叶琼棠恍然大悟,赶紧招呼他入座,一边冲着于鹰小声嘀咕:“你不早点说!”
“想给若秋一个惊喜。”于鹰的脸上依旧保持着捉摸不透的淡笑。
若秋有点笑不出来。
“我跟若秋确实很久没联系了。”黎远在于鹰对面坐下,倒是很自然地融入了对话中,“再过不久我的画廊就要开了,因为是以岩彩为主题,我想着若秋应该很了解这方面,昨天我们还在讨论这件事来着。”
听到“昨天”两个字,叶琼棠的眼睛不自觉地瞟到了于鹰身上。
若秋在一旁听着有些紧张,手上的餐前面包已经被他抹了两遍橄榄油。
“昨天回来得太急,搅了你跟若秋的饭局,今天就算补回来。”于鹰平静地望着黎远,“就是准备得仓促了些,还请见谅。”

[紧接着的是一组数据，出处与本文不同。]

PR #22956, opened 2025-08-21
refactor(on conflict): optimize materialize executor by storing `OwnedRow` in `ChangeBuffer`

wcy-fdu:

The materialize executor had redundant deserialization issues:
In `ConflictBehavior::Overwrite` and `DoUpdateIfNotNull:` Rows were deserialized for conflict resolution, then serialized to Bytes for `ChangeBuffer` storage, and need to be deserialized again during generate_output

“于先生太客气了。”黎远笑道,“我还怕自己突然到来影响到你们。”
“没事啊。”叶琼棠一副完全无所谓的样子,“我们也就吃个晚饭而已。”
“不过能再见到若秋我还挺高兴的,昨天我跟若秋就只光顾着说高中时候的趣事,岩彩的事情倒没说太多。”黎远的视线放在了若秋身上,“他以前总是叽叽喳喳的,现在好像安静了很多。”

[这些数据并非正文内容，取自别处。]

PR #22960, opened 2025-08-21
feat(embedding): pass embedding options via jsonb const

wenym1:

Previously when we call the builtin `openai_embedding` function, we pass the `api_key` and `model` as the first two const parameter to the function. However, when we want to support more config options, we will have to add more parameters at the beginning, and it will be hard to maintain backward compatibility. 

In this PR, we change to pass all config options in a single jsonb parameter. Apart from the two `api_key` and `model` parameters, we add `org_id`, `project_id` and `api_base`, which are options in the config builder of open ai client.

We will also cover the `openai_embedding` function in e2e test. We implement a mocked openai embedding http service, and return preset embedding for the input text.

## Checklist

## Documentation

<details>

This is a breaking change to the `openai_embedding` builtin function introduced in release 2.5.

In release 2.5, the function receives 3 parameter `openai_embedding(api_key string, model string, input_text string)`. In the upcoming release, we will change to `openai_embedding(config jsonb, input_text string)`. Like in release 2.5 where the `api_key` and `model` should be constant, the jsonb `config` should also be constant.

The jsonb config support the following config options

| option name | required | |
|------|-------|-----|
| model| yes |
|api_key| no |
|org_id| no| 
|proj_id| no|
|api_base| no| call the embedding service to a different endpoint. The default one is `https://api.openai.com/v1` |

Users can create sql udf to store the config in the udf, so that they don't have to always specify the config. Following is an example
```
create function get_embedding(string) returns vector(3) language sql as $$
select openai_embedding('{"model": "text-embedding-ada-002", "api_key": "$OPENAI_API_KEY"}'::jsonb, $1)::vector(3);
$$;
```

</details>


wenym1:
* **#22960** <a href="https://app.graphite.dev/github/pr/risingwavelabs/risingwave/22960?utm_source=stack-comment-icon" target="_blank">Graphite</a> 👈 <a href="https://app.graphite.dev/github/pr/risingwavelabs/risingwave/22960?utm_source=stack-comment-view-in-graphite" target="_blank">(View in Graphite)</a>
* **#22955** <a href="https://app.graphite.dev/github/pr/risingwavelabs/risingwave/22955?utm_source=stack-comment-icon" target="_blank">Graphite</a>
* `main`


<h2></h2>

wenym1:
May need to consider whether it's safe to allow specifying random api base, since it will be allowed to fire http request to other machine in the cluster, though the path in request url are fixed to be <endpoint>/v1/embeddings.

hzxa21:
> May need to consider whether it's safe to allow specifying random api base, since it will be allowed to fire http request to other machine in the cluster, though the path in request url are fixed to be /v1/embeddings.

Loop in @wjf3121 to confirm. I remembered we have a network policy to make sure that the network communication between two namespaces in the same cluster is isolated.

hzxa21:
Also the issue is not only related to the embedding function but more generally applicable to all clusters with UDF enabled.

wjf3121:
> > May need to consider whether it's safe to allow specifying random api base, since it will be allowed to fire http request to other machine in the cluster, though the path in request url are fixed to be /v1/embeddings.
> 
> Loop in @wjf3121 to confirm. I remembered we have a network policy to make sure that the network communication between two namespaces in the same cluster is isolated.

[Current network work isolation rule](https://github.com/risingwavelabs/risingwave-cloud/blob/87226b1502e3f033d7484f56028b9ceb40fdbf3d/mgmt/internal/infra/network/utils.go#L45-L66) can be described as the following:

1. Resources of a tenant are put in one dedicated namespace.
2. For any pod in a tenant namespace, we only allow the following ingress traffic to it:
   - traffic from the namespace itself
   - traffic from a non-tenant namespace  (all tenant namespace are labeled with a special key)

If we want the embedding service or UDF server in general to be accessed by only one tenant, one of the following options should work:
1. simply put it in the same tenant namespace.
2. put all UDF servers of one tenant into a dedicated namespace so we can construct a ingress rule allowing traffic only from its corresponding tenant namespace.

src/expr/impl/src/scalar/ai_model.rs
```diff
@@ -35,13 +36,45 @@ pub struct OpenAiEmbeddingContext {
...
+
+        let expect_string = |key: &str| -> Result<String> {
+            get_string(key)?.ok_or_else(|| invalid_param_err(format!("`{}` must be set", key)))
+        };
+
+        let model = expect_string("model")?;
+        let api_key = get_string("api-key")?;
+        let org_id = get_string("org-id")?;
+        let proj_id = get_string("project-id")?;
+        let api_base = get_string("api-base")?;
```
BugenZhao: Shall we define a struct here and derive `Deserialize` for it?

BugenZhao: Wondering if it's some convention to use `kebab-case` as the configuration key here?

src/expr/impl/src/scalar/ai_model.rs
```diff
@@ -173,55 +209,39 @@ impl Expression for OpenAiEmbedding {
     }
 }
 
-#[build_function("openai_embedding(varchar, varchar, varchar) -> float4[]")]
```
BugenZhao, line 176: The old syntax has already been released. Will this be a breaking change?

src/expr/impl/src/scalar/ai_model.rs
wenym1: No, it's just a random choice. Any suggestion?

src/expr/impl/src/scalar/ai_model.rs
wenym1: Yes, it will be a breaking change. I've included the breaking change in the release note section. I think the feature is still experimental, so no need to handle backward compatibility yet.

src/expr/impl/src/scalar/ai_model.rs
wenym1: After applying https://github.com/risingwavelabs/risingwave/pull/22960#discussion_r2300354879, it is easier to use snake style.

BugenZhao: > Any suggestion?

Using `snake_case` follows OpenAI's API as well. LGTM

BugenZhao (approved):
LGTM!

“是吗?”叶琼棠听着觉得新鲜,嘴上倒不忘损人,“可能是年纪大了,都要奔三了。”
“反正比起我,在座的各位都还是年轻人。”黎远接道。
“黎老师也太会说话了。”叶琼棠按着眼角的笑纹,发出了一长串清脆的笑声。
前菜很快被送了上来,侍者往杯子里添了香槟,若秋看着杯子里的气泡升起,再破裂,脑海开始拼凑很多老旧的画面。
如果没有重遇黎远,他几近成为干涸在沙滩上的鱼。
黎远是他在高中时候费尽千辛万苦找到的名师,有自己的画室,除了教艺考美术外自己还是个岩彩画家,热衷于自制颜料。
他还能想起自己第一次进黎远的画室时,黎远就在研钵里捣碎一些黄色的岩石,稀疏的光从树缝间漏下,整个画室只有研磨颜料的声音,像碾碎饼干一样酥脆,听着十分减压。

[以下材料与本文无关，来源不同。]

PR #22968, opened 2025-08-22
feat(pg-cdc): monitor Postgres CDC LSN Progression

wcy-fdu:

Postgres CDC continuously advances the LSN during normal operations to inform the upstream PG that it can perform cleanup. The specific process is as follows:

起初他不知道黎远这是在干什么,后来他才知道那是在做矿物颜料。
这是他第一次接触到岩彩。
后来他跟黎远经常去到山里,岭安市的地质资源丰富,在山上就能捡到很多颜色好看的石头,把石头磨成粉,煅烧,然后就能当做岩彩颜料……
“我挺羡慕黎老师的,能知道若秋高中时候的事。”
于鹰的声音打断了思绪,若秋回过神,小心地瞟了一眼坐在一旁的于鹰,于鹰脸上并没有继续保持着一开始的笑容,甚至有些阴冷。
“那都是过去的事了,现在有了于先生的支持,我想若秋在艺术圈应该会发展得更好。”黎远又把话题拉扯到了于鹰身上,“于先生的大名已经在圈里传遍了,尤其是新锐艺术家,要是作品能被于先生收藏,身价和名气立刻水涨船高。”
“只是爱好罢了。”于鹰喝了一口香槟,“这几年我没少被家里人说败家。”
“你别听他说得这么谦虚,谁知道他收藏的艺术品已经涨价到什么程度了。”叶琼棠立即揭穿了于鹰,“这年头比起股票房地产,能玩艺术收藏的才是烧钱又赚钱,他要是真败家,于老爷子肯定不会这么由着他来。”
于鹰放下酒杯,一副淡漠的神情。
“艺术圈确实不好进。”黎远忽然话锋一转,有些意味不明地说道,“毕竟这个圈子也不是有钱就能恣意妄为的,有的时候‘名片’比金钱更重要。”
“确实。”于鹰倒是很快承认了,“所以若秋真的帮了我不少。”
听到这句话,若秋不得不暗自佩服,于鹰的演技让他自叹不如。
三年前,“于鹰英年早婚”的热搜挂了一天一夜,也是从这次舆论的大爆开始,于鹰借着“和新锐艺术家结婚”的身份,高调进入艺术圈,参加艺术拍卖会,出入画廊,花重金收藏作品,一举在人均中年的企业收藏家中杀出血路。
刚开始的时候很多人说于鹰亏了,刚到可以结婚的年龄就找了个比自己大4岁的人结婚,还是个男的。
后来越来越多的人觉得于鹰这一招高明,花最少的钱达到最爆炸的效果,江沅集团早有艺术相关的项目在准备,这一波刚好可以造势。
若秋理解他的做法。
虽然于鹰给他家人还债也花了不小的一笔钱,但对于动辄几千万上亿的艺术品来说,他的债金就是洒洒水。
比起圈里那些身价上亿的当红艺术家,他才初出茅庐,一穷二白一干二净,还走投无路,非常容易被控制,也不会惹出什么丑闻,确实是个不错的选择。
“这么说起来,若秋最近有什么新作品吗?已经好几年了吧,从威尼斯双年展那会儿到现在。”黎远的话茬不知何时抛了过来。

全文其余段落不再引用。